= TASK TO COMPLETE =
Look through the data and write out every line with the word "public" in it.

★ ★ ★ ★ ★ ★ ★

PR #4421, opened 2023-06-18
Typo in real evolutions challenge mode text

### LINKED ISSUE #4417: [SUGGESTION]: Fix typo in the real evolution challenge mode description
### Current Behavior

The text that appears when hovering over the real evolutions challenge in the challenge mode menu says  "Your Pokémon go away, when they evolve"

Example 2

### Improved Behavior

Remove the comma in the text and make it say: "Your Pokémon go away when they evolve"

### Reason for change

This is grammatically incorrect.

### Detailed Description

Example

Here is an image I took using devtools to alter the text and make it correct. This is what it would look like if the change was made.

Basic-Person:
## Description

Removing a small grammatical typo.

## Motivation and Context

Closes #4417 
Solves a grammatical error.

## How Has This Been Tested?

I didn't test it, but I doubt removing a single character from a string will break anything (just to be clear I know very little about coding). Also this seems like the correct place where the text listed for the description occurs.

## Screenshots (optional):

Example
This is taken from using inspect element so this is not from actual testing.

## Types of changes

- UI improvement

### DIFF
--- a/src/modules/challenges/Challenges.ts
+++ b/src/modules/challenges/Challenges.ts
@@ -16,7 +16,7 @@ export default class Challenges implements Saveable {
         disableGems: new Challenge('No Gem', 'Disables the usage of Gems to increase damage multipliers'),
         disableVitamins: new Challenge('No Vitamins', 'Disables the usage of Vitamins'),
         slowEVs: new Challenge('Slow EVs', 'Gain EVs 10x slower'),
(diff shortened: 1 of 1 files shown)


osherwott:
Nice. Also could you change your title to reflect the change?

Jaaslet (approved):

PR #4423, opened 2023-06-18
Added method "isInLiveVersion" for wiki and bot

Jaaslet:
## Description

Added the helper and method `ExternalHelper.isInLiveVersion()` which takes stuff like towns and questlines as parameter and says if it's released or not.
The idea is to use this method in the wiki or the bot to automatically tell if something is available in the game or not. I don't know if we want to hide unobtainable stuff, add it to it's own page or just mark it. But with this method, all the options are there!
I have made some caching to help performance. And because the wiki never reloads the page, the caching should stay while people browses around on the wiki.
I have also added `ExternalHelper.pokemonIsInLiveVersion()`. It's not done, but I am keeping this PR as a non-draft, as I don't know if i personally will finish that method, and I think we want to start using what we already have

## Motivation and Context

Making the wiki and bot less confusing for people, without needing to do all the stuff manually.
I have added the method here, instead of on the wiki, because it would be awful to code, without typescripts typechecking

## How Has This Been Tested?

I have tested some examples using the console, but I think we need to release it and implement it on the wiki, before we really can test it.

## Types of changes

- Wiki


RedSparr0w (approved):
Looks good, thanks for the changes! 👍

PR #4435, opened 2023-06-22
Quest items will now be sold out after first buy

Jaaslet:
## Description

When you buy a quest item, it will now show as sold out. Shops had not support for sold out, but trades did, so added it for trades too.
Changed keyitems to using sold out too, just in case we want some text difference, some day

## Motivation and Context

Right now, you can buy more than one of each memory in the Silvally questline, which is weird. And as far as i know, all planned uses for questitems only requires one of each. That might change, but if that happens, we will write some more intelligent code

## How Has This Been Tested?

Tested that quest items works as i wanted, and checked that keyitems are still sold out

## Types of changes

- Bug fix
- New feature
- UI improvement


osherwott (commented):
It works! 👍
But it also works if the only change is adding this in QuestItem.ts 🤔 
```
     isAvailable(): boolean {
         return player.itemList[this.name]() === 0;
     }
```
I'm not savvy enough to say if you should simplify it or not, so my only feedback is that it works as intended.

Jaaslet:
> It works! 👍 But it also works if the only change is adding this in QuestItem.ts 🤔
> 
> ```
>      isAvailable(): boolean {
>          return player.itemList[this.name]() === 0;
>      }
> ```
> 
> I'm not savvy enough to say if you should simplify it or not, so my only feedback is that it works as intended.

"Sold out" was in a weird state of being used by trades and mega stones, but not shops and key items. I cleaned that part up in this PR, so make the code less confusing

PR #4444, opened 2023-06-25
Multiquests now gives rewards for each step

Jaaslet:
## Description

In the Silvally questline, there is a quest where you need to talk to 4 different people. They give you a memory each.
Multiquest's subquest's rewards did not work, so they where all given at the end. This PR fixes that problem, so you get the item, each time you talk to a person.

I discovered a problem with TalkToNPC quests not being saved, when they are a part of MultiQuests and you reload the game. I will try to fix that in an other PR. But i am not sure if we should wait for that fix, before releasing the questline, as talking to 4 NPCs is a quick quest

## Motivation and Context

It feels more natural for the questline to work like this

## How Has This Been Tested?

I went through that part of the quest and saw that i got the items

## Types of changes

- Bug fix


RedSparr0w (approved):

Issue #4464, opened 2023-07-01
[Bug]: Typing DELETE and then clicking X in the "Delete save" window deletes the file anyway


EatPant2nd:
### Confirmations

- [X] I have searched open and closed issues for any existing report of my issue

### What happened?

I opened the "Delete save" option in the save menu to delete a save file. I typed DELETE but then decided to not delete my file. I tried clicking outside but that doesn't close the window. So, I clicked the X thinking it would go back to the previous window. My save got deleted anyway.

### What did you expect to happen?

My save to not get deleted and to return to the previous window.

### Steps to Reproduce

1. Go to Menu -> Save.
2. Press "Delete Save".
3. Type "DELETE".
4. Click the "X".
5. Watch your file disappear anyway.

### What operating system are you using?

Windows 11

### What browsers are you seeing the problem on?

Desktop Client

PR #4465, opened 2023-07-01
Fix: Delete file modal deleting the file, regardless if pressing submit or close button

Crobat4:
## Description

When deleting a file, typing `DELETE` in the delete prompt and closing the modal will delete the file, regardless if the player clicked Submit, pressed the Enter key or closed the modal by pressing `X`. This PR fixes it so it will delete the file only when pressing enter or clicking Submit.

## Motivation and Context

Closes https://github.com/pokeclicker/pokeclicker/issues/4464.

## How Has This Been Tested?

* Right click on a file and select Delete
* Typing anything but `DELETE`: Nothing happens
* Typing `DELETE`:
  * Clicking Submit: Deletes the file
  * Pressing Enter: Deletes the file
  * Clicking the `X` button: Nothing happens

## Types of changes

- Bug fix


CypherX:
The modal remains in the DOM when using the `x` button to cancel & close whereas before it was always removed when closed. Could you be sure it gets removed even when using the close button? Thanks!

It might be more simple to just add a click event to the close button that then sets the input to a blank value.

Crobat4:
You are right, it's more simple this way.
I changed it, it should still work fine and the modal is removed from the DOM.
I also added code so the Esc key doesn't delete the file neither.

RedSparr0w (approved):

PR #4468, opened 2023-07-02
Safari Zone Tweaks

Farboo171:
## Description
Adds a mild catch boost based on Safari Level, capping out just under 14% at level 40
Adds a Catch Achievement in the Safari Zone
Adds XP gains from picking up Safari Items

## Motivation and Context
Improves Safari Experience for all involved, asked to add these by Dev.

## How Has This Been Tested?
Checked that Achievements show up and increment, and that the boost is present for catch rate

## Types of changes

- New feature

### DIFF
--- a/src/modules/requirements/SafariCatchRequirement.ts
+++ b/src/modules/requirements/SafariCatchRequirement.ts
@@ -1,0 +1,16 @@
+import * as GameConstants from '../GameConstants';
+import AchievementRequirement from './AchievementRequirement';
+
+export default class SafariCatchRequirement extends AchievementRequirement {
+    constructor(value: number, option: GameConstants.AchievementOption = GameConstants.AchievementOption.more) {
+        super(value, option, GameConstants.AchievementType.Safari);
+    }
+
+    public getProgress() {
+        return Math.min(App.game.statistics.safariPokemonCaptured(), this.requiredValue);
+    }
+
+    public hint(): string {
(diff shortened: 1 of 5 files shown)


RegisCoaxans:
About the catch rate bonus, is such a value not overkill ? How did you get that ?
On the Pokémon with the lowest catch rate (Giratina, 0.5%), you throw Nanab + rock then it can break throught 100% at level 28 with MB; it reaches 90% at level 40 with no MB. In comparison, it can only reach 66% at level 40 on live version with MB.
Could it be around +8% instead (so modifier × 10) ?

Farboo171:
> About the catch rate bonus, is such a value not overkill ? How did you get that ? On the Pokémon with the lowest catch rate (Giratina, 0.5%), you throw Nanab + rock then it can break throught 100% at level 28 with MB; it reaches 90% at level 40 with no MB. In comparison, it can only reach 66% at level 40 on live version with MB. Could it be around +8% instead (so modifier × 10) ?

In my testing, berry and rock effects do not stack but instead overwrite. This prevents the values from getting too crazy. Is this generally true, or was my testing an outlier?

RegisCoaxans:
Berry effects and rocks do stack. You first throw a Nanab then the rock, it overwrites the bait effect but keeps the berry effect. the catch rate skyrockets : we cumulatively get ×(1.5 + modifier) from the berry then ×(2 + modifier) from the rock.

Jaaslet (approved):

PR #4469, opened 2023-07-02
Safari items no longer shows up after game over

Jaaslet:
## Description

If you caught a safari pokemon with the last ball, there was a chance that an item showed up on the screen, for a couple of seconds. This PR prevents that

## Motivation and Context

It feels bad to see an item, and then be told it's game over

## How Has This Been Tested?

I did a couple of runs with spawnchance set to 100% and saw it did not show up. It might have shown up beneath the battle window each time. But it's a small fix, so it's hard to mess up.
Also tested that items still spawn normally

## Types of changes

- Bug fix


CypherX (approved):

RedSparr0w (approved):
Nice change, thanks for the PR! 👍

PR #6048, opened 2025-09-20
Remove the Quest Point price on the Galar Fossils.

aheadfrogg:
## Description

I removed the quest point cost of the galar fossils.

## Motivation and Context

★ ★ ★ ★ ★ ★ ★

= EXERCISE RESULT =
+    public getProgress() {
+    public hint(): string {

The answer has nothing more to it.